What happened to Simon parallels what happened to Isaiah the prophet in the year that King Isaiah died, as told in Isaiah 6? Do you remember that majestic scene? Isaiah sees the Lord high and lifted up and Isaiah cries out, "Woe is me! For I am a man of unclean lips and I dwell in the midst of a people of unclean lips, for I have seen the Lord!" He too is confronted by God, and his reaction is also one of being convicted of sinfulness. This is the way God works. God confronts us not with threats but with goodness. If we're listening to God, then like Simon and Isaiah we are driven to an honest appraisal of who we are. C. S. Lewis expressed this by writing, "We are at present, creatures whose character must be a horror to God, (and) when we really see it, a horror to ourselves . . . I notice that the holier a (person) is, the more fully he is aware of that fact. "(5)
Most of us are familiar with the little children's rhyme that goes, "Here's the church; Here's the steeple. Open the door and see all the people." But do you know the rest of the poem? "Close the doors and hear them pray; Open the door, they all walk away."
It's OK to say "Here's the church," for the building is important. It's fine to say, "Here's the steeple," for the steeple points to our adoration of God.
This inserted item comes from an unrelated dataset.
PR #347, opened 2021-02-26
fix: treat @prisma/client as an external module

eduardoboucas:
**- Summary**

This PR adds `@prisma/client` as a special case, treating it as an external module.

It's good to say, "See all the people," for church friends are the finest friends we can ever have, but if we omit, "Close the doors and hear them pray," then we've missed the transcendent moment when personally and corporately we come into communion with God. "Open the door, they all walk away," is a reminder that worship is not designed to entertain us or even to make us feel good. It is a refueling station where we emerge, like Simon's mother-in-law, refueled that we might serve.
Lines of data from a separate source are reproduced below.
PR #353, opened 2021-03-01
fix: detect native bindings and change extension priority

eduardoboucas:
**- Summary**

This PR changes the order of `resolveExtensions` to prefer `.js` files over `.mjs`. This fixes an issue with the `node-fetch` module. More information at https://github.com/evanw/esbuild/issues/363#issuecomment-787978404.

Additionally, it removes an [optimisation for external modules](https://github.com/netlify/zip-it-and-ship-it/commit/bdcf286fb83ee55f955585d0b3a9f7fe85600565#diff-dda86982a0cad48036d5871c2d2f251ac96f1b30089e1e4879cd9903eec8cbcbL73-L80) which, as @erezrokah pointed out, can introduce problems with different versions of the same module. It feels dangerous to be risking problems that are difficult to troubleshoot due to what may well be a premature optimisation.

Finally, it adds an esbuild plugin that detects Node bindings (via a direct `require` call to a `.node` file) and adds the corresponding file to the zip, avoiding a fallback to ZISI.

**- Test plan**

Added a test specifically for `node-fetch` and amended the test for modules with native bindings.

fix: detect native bindings and change extension priority

hamster


src/node_bundler/index.js
```diff
@@ -35,6 +44,8 @@ const bundleJsFile = async function ({
     outfile: bundlePath,
     nodePaths: additionalModulePaths,
     platform: 'node',
+    plugins,
+    resolveExtensions: ['.js', '.jsx', '.mjs', '.cjs', '.json'],
```
ehmicky, line 48: Should `.es6` be added? This is an old extension that was used in the past when ES6 became a thing.

ehmicky (approved):

src/node_bundler/index.js
eduardoboucas: Sure! I'll make a note to do some testing and add that in a subsequent PR.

Simon Peter walked away from the biggest day in his life. I suppose we could say that God had bigger fish for him to fry! Jesus offered Simon, as he offers us, a better direction in life. Simon Peter learned he was a child of God.
In James Goldman's novel, The Lion in Winter, there is a scene where three sons wrestle for the right to succeed King Henry. John tells his mother Eleanor that his brother Richard has a knife. Listen as she captures the base instinct of humanity and then offers a better way: "Of course (your brother) has a knife. We all have knives--we are barbarians--we are the origins of war--we breed war. For the love of God," she continues, "can't we love one another--just a little? That's how peace begins. We have such possibilities, my children. We could change the world." (6)
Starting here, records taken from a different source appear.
PR #364, opened 2021-03-08
feat: add support for TypeScript

### LINKED ISSUE #346: Identify naming conflicts ahead of bundling

The following 3 function paths will all map to `{name}.zip`:

- `{name}/{name}.js`
- `{name}/index.js`
- `{name}.js`

We don't detect this situation upfront and we still run the bundling mechanism for all three, except the last one will overwrite the other two.

Once we add support for TypeScript, we'll a `.ts` variation for each of the above.

We detect naming conflicts upfront and skip the bundling logic for functions that will get overwritten.

Checklist:

- [ ] Formalise the order of precedence for each of the paths, with accompanying automated tests
- [ ] Identify naming conflicts upfront and skip the bundler for overwritten functions
- [ ] (Optional) Show a warning when a conflict is found

eduardoboucas:
**- Summary**

This PR introduces some changes in the way the application finds and processes functions, in order to enable a smoother integration of TypeScript support.

The most noteworthy change is that we're now listing all the functions and pre-computing their final names, as well as any naming conflicts, ahead of time. Currently, we're calling `getSrcPaths` to find all files in `srcFolder` and subsequently calling `zipFunction` on each of these files, leaving it up to this function to decide whether a particular item is a function or not.

If the source folder contains multiple files that will yield a function with the same name, like `functions/test.js` and `functions/test` (Go binary), `zip-it-and-ship-it` will still process each of these functions. At the end, one of them will overwrite all the others. Since we're using concurrency, I believe the result of this might even not be deterministic, since it may depend on which of the functions finishes processing first, but I haven't confirmed this.

With this PR, the discovery and de-duping steps take place before any functions are processed. It works as following:

1. When processing a directory with functions, we call [`getFunctionsFromPaths`](https://github.com/netlify/zip-it-and-ship-it/pull/364/files#diff-6f9b6ee29baf15259eed475b0bd9b3397d238e2ae9ff6a71345c3b96a49683b5R48) with the list of paths from the directory
2. This will call the `findFunctionsInPaths` function that each of the runtimes exports. This way, each runtime is responsible for telling the caller which files it wants to take on and generate a function from.
3. The `findFunctionsInPaths` of the next runtime is called with all the paths except the ones that were taken by the runtimes that preceded it and so on, until the last runtime.

With this foundational work in place, we're also adding support for TypeScript functions. We give priority to JavaScript files (e.g. `functions/my-function.js` will take precedence over `functions/my-function.ts`) to try to reduce any compatibility problems. For example, if someone is currently compiling a TypeScript file into a JavaScript file with the same name, we should keep honouring this and process the generated JavaScript file.

Closes #346.

**- Test plan**

- Added tests that capture the order of precedence of various function paths
- Added tests with TypeScript functions

feat: add support for TypeScript

cute-smiling-animals-251


src/main.js
```diff
@@ -19,22 +20,22 @@ const listFunctionsFiles = async function (
...
   )
+
   // TODO: switch to Array.flat() once we drop support for Node.js < 11.0.0
   // eslint-disable-next-line unicorn/prefer-spread
   return [].concat(...listedFunctionsFiles)
 }
 
 const getListedFunction = function ({ runtime, name, mainFile, extension }) {
-  return { name, mainFile, runtime, extension }
+  return { name, mainFile, runtime: runtime.name, extension }
```
eduardoboucas, line 38: The `runtime` object that is passed around used to be a String containing the name of the runtime. It is now an object (or an "instance" of a runtime). We convert it to the string containing the name only at the termination points, like this one.

src/node_bundler/index.js
```diff
@@ -20,9 +20,6 @@ const bundleJsFile = async function ({
   const external = [...new Set([...externalModules, ...ignoredModules])]
   const jsFilename = `${basename(destFilename, extname(destFilename))}.js`
   const bundlePath = join(destFolder, jsFilename)
-  const pluginContext = {
```
eduardoboucas, line 23: We've abandoned the idea of using an esbuild plugin to handle `.node` files.

src/runtimes/detect_runtime.js
```diff
@@ -0,0 +1,24 @@
...
+const { promisify } = require('util')
+
+const { detect, Runtime } = require('elf-cam')
+
+const { RUNTIME_GO, RUNTIME_RUST } = require('../utils/consts')
+
+const pReadFile = promisify(readFile)
+
+// Try to guess the runtime by inspecting the binary file.
+const detectBinaryRuntime = async function (path) {
```
eduardoboucas, line 11: The logic for this is not new. It was simply moved from `src/runtime.js`.

src/runtimes/index.js
```diff
@@ -1,8 +1,82 @@
...
+ * Finds functions for a list of paths using a specific runtime. The return
+ * value is an object containing an array of the functions found (`functions`)
+ * and an array with the paths that haven't been recognized by the runtime
+ * (`remainingPaths`).
+ *
+ * @param   {Array<String>} paths
+ * @param   {Object} runtime
+ * @returns {Promise<Object>}
+ */
+const findFunctionsInRuntime = async function ({ dedupe = false, paths, runtime }) {
```
eduardoboucas, line 17: The `dedupe` parameter dictates whether `functions/test.js` and `functions/test/index.js` will yield two entries or merged into one (according to the precedence rules). I've added this because methods like `listFunctions` and `listFunctionFiles` are still returning all the functions and corresponding files regardless of naming conflicts simply to maintain backwards compatibility, but this feels like something we should revisit.

src/runtimes/index.js
```diff
@@ -1,8 +1,82 @@
...
+  const functions = await runtime.findFunctionsInPaths(paths)
+
+  // If `dedupe` is true, we use the function name (`filename`) as the map key,
+  // so that `function-1.js` will overwrite `function-1.go`. Otherwise, we use
+  // `srcPath`, so that both functions are returned.
+  const key = dedupe ? 'name' : 'srcPath'
+
+  // Augmenting the function objects with additional information.
+  const augmentedFunctions = functions.map((func) => [
```
eduardoboucas, line 26: These parameters could easily be returned by each runtime, but for convenience we compute them upstream so that runtimes don't have to return them, for convenience. They are generic parameters that can be inferred from the caller.

src/runtimes/index.js
```diff
@@ -1,8 +1,82 @@
...
+    func[key],
+    {
+      ...func,
+      extension: extname(func.mainFile),
+      filename: basename(func.srcPath),
+      runtime,
+    },
+  ])
+  const usedPaths = new Set(augmentedFunctions.map(([path]) => path))
+  const remainingPaths = paths.filter((path) => !usedPaths.has(path))
```
eduardoboucas, line 36: This will ensure that once a path has been "taken" by a runtime, it will not be sent to the next runtime, since it will add unnecessary computations.

src/utils/fs.js
```diff
@@ -0,0 +1,17 @@
+const { readdir } = require('fs')
+const { join } = require('path')
+const { promisify } = require('util')
+
+const pReaddir = promisify(readdir)
+
+const listFunctionsDirectory = async function (srcFolder) {
```
eduardoboucas, line 7: This previously existed as `listFilenames` in `src/info.js`.

src/zip.js
```diff
@@ -22,28 +26,41 @@ const zipFunctions = async function (
...
+  const paths = await listFunctionsDirectory(srcFolder)
+  const functions = await runtimes.getFunctionsFromPaths(paths, { dedupe: true })
+  const pluginsModulesPath = await getPluginsModulesPath(srcFolder)
   const zipped = await pMap(
-    srcPaths,
-    (srcPath) =>
-      zipFunction(srcPath, destFolder, {
+    functions.values(),
+    async (func) => {
+      const zipResult = await func.runtime.zipFunction({
```
eduardoboucas, line 41: Rather than calling the `zipFunction` function defined in this file, we're directly calling the `zipFunction` defined by each runtime. We can do this because during the discovery phase (i.e. lines 35-36) we've already collected all the information we need about the functions we're going to process.

The `zipFunction` function defined below remains as a top-level, entry point function for the application, so it includes the discovery step itself, in order to retrieve information about the function at the specific path. Doing this again from `zipFunctions` would be redundant.

src/zip_binary.js
```diff
@@ -0,0 +1,11 @@
+const { startZip, addZipFile, addZipContent, endZip } = require('./archive')
+
+// Zip a binary function file
+const zipBinary = async function ({ srcPath, destPath, filename, stat, runtime }) {
```
eduardoboucas, line 4: This function was moved from `src/runtime.js`.

tests/main.js
```diff
@@ -402,12 +402,12 @@ testBundlers(
     t.deepEqual(
       functions,
       [
-        { name: 'four', mainFile: 'four.js/four.js.js', runtime: 'js', extension: '.js' },
```
eduardoboucas, line 405: I've updated this test because even though the listed functions are the same, the order in which they're listed has changed, which shouldn't matter for the purposes of `listFunctions()`.

tests/main.js
```diff
@@ -422,6 +422,8 @@ testBundlers(
     t.deepEqual(
       functions,
       [
+        { name: 'test', mainFile: 'test.js', runtime: 'js', extension: '.js', srcFile: 'test.js' },
```
eduardoboucas, line 425: I've updated this test because even though the listed function files are the same, the order in which they're listed has changed, which shouldn't matter for the purposes of `listFunctionFiles()`.

src/main.js
```diff
@@ -19,22 +20,22 @@ const listFunctionsFiles = async function (
   srcFolder,
   { jsBundler = JS_BUNDLER_ZISI, jsExternalModules, jsIgnoredModules } = {},
 ) {
-  const [functionInfos, pluginsModulesPath] = await Promise.all([
-    getFunctionInfos(srcFolder),
-    getPluginsModulesPath(srcFolder),
-  ])
+  const paths = await listFunctionsDirectory(srcFolder)
+  const functions = await runtimes.getFunctionsFromPaths(paths)
+  const pluginsModulesPath = await getPluginsModulesPath(srcFolder)
```
ehmicky, line 25: Should `listFunctionsDirectory()` and `runtimes.getFunctionsFromPaths()` be performed in parallel to `getPluginsModulesPath()`? (for performance)

eduardoboucas: Good catch!

src/runtimes/index.js
```diff
@@ -1,8 +1,82 @@
...
+  const augmentedFunctions = functions.map((func) => [
+    func[key],
+    {
+      ...func,
+      extension: extname(func.mainFile),
+      filename: basename(func.srcPath),
+      runtime,
+    },
+  ])
+  const usedPaths = new Set(augmentedFunctions.map(([path]) => path))
```
ehmicky, line 35: Would it make sense to use the following line instead?

```js
  const usedPaths = new Set(functions.map((func) => func[key]))
```

This would allow `argumentedFunctions` to be directly an array of objects:

```js
const augmentedFunctions = functions.map((func) => ({
  ...func,
  extension: extname(func.mainFile),
  filename: basename(func.srcPath),
  runtime,
}))
```

This, in turn, would remove the need to use a `Map()` in `getFunctionsFromPaths()`, returning an array instead. This would remove the need for `map.values()` and iterator methods in consumers.

What do you think?

eduardoboucas: `augmentedFunctions` is returning an array where the first element is the function key and the second element is the function object. This syntax is compatible with [`Map`'s constructor](https://developer.mozilla.org/en-US/docs/Web/JavaScript/Reference/Global_Objects/Map/Map#creating_a_new_map), so that by the time we've cycled through all run times and we construct a new `Map` at the end of `getFunctionsFromPaths`, we've de-duped any functions that share the same name.

If `augmentedFunctions` returns an array of objects, this de-duping would not be possible, unless I misunderstood your suggestion.

ehmicky: Yes, you're right, my suggestion would not work :+1:

src/runtimes/index.js
```diff
@@ -1,8 +1,82 @@
...
+
+      return {
+        functions: [...aggregateFunctions, ...runtimeFunctions],
+        remainingPaths: runtimePaths,
+      }
+    },
+    { functions: [], remainingPaths: paths },
+  )
+
+  return new Map(functions)
```
ehmicky, line 75: Every consumer of this function is iterating over it with `map.values()`.
Would it make sense to directly return `[...new Map(functions).values()]`?

src/main.js
eduardoboucas: Done in https://github.com/netlify/zip-it-and-ship-it/pull/364/commits/493e24550351a8124874c9462f2a4e2513815a0e. Thanks for the suggestion!

src/runtimes/index.js
eduardoboucas: I'm a bit torn on this, actually.

On the one hand, it would simplify the consumers.

On the other hand, we'd be "losing information" by converting it to an array prematurely — e.g. we lose the ability to query a specific function by name, if we encounter that use case. Also, converting the Map to an array comes with a performance price which we don't always have to pay. For example, [here](https://github.com/netlify/zip-it-and-ship-it/blob/feat/typescript-support/src/zip.js#L86) we can simply access the right element in the Map by making use of the iterator, without having to convert to an array.

I don't have any strong preferences though, so I'm happy to make the change if you do!

ehmicky: This makes sense, good point :+1:

src/main.js
```diff
@@ -1,16 +1,17 @@
 const { extname } = require('path')
 
 require('./utils/polyfills')
-const { getFunctionInfos } = require('./info')
 const { getPluginsModulesPath } = require('./node_dependencies')
 const runtimes = require('./runtimes')
```
ehmicky, line 5: [sand] Should the new `getFunctionsFromPaths()` be added to a separate file from the one importing each individual runtime type? Those look somewhat different. Also, this would also keeping `runtimes/index.js` as a "map" of languages/runtimes.

src/runtimes/node/finder.js
```diff
@@ -0,0 +1,68 @@
...
+const getMainFile = function (srcPath, filename, stat) {
+  if (stat.isDirectory()) {
+    return locatePath(
+      [
+        join(srcPath, `${filename}.js`),
+        join(srcPath, 'index.js'),
+        join(srcPath, `${filename}.ts`),
+        join(srcPath, 'index.ts'),
+      ],
+      { type: 'file' },
```
ehmicky, line 57: Note: `type: 'file'` is the default value.

src/runtimes/go.js
```diff
@@ -1,8 +1,38 @@
...
 
 const cpFile = require('cp-file')
 
-const { zipBinary } = require('../runtime')
+const { RUNTIME_GO } = require('../utils/consts')
+const { zipBinary } = require('../zip_binary')
+
+const { detectBinaryRuntime } = require('./detect_runtime')
+
+const findFunctionsInPaths = async function (paths) {
```
ehmicky, line 14: This function is pretty similar from the Rust one, should those share some common code?

src/zip.js
```diff
@@ -22,28 +26,43 @@ const zipFunctions = async function (
     jsExternalModules = [],
     jsIgnoredModules = [],
     parallelLimit = DEFAULT_PARALLEL_LIMIT,
-    skipGo,
+    skipGo = true,
     zipGo,
   } = {},
 ) {
-  const [srcPaths, pluginsModulesPath] = await Promise.all([getSrcPaths(srcFolder), getPluginsModulesPath(srcFolder)])
+  await makeDir(destFolder)
```
ehmicky, line 33: Should this be run in parallel to `listFunctionsDirectory()`? For performance.

src/zip.js
```diff
@@ -22,28 +26,43 @@ const zipFunctions = async function (
...
+        mainFile: func.mainFile,
         pluginsModulesPath,
-        skipGo,
-        zipGo,
-      }),
+        runtime: func.runtime,
+        srcDir: func.srcDir,
+        srcPath: func.srcPath,
+        stat: func.stat,
+        zipGo: zipGo === undefined ? !skipGo : zipGo,
```
ehmicky, line 56: Is the new default value for `skipGo` and this line needed (as opposed to forwarding `skipGo` and `zipGo` as is? Considering `zipFunction()` default values already assign those parameters.

tests/main.js
```diff
@@ -573,6 +572,60 @@ testBundlers(
   },
 )
 
+testBundlers(
```
ehmicky, line 575: :heart: the tests

ehmicky (approved):
This looks good to me (none of my comments are blocking) :+1:

src/runtimes/index.js
```diff
@@ -1,8 +1,82 @@
...
+}
+
 module.exports = {
+  getFunctionsFromPaths,
   go: goRuntime,
```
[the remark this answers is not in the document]
eduardoboucas: Good point! Turns out the individual runtimes don't need to be exported, because we're no longer accessing them directly outside of this file. We're always using `getFunctionsFromPaths` as a proxy, so I've kept it as the only export and we can re-evaluate whenever we need to export the individual runtimes too.

Done in https://github.com/netlify/zip-it-and-ship-it/pull/364/commits/00604ef8dc6ca80cb7959a4b74952180de9a10d0.

src/zip.js
eduardoboucas: I've added it because `zipFunctions` is no longer calling the `zipFunction` from this file as it used to. It's now directly calling the `zipFunction` method of the corresponding runtime, where the default for `zipGo` is not defined.

src/zip.js
eduardoboucas: Definitely! Done in https://github.com/netlify/zip-it-and-ship-it/pull/364/commits/c0fe24f5650b41742b2fae70d1a4c02eb8b4eb82.

src/runtimes/go.js
ehmicky: Sounds good :+1:

src/zip.js
ehmicky: Makes sense. :+1: 
We should eventually remove `skipGo` and/or `zipGo`, because the default value is starting to be confusing to guess.

ehmicky (approved):

src/zip.js
eduardoboucas: Agree!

After fishing all night and failing, Jesus came to Simon and made life right. Jesus' order to him, "Put your net down for a catch" is both a challenge and a promise. Challenge: Never be afraid to try again. Promise: the long night passes into day and we live to put our nets down for another day and expect the providence of God. We are such possibility. We could change the world.
Barclay, William, Luke, pg. 32.
New Interpreter's Bible, pg. 116.
Wilde, Oscar, De Profundis and Other Writings, pg. 178.
Michael J. Geb. How to Think Like Leonardo da Vinci (New York: Dell Publishing, 1998), pg. 79.
Lewis, C. S., The Problem of Pain, pg. 67.
Goldman, James, The Lion in Winter, pgs. 55-56.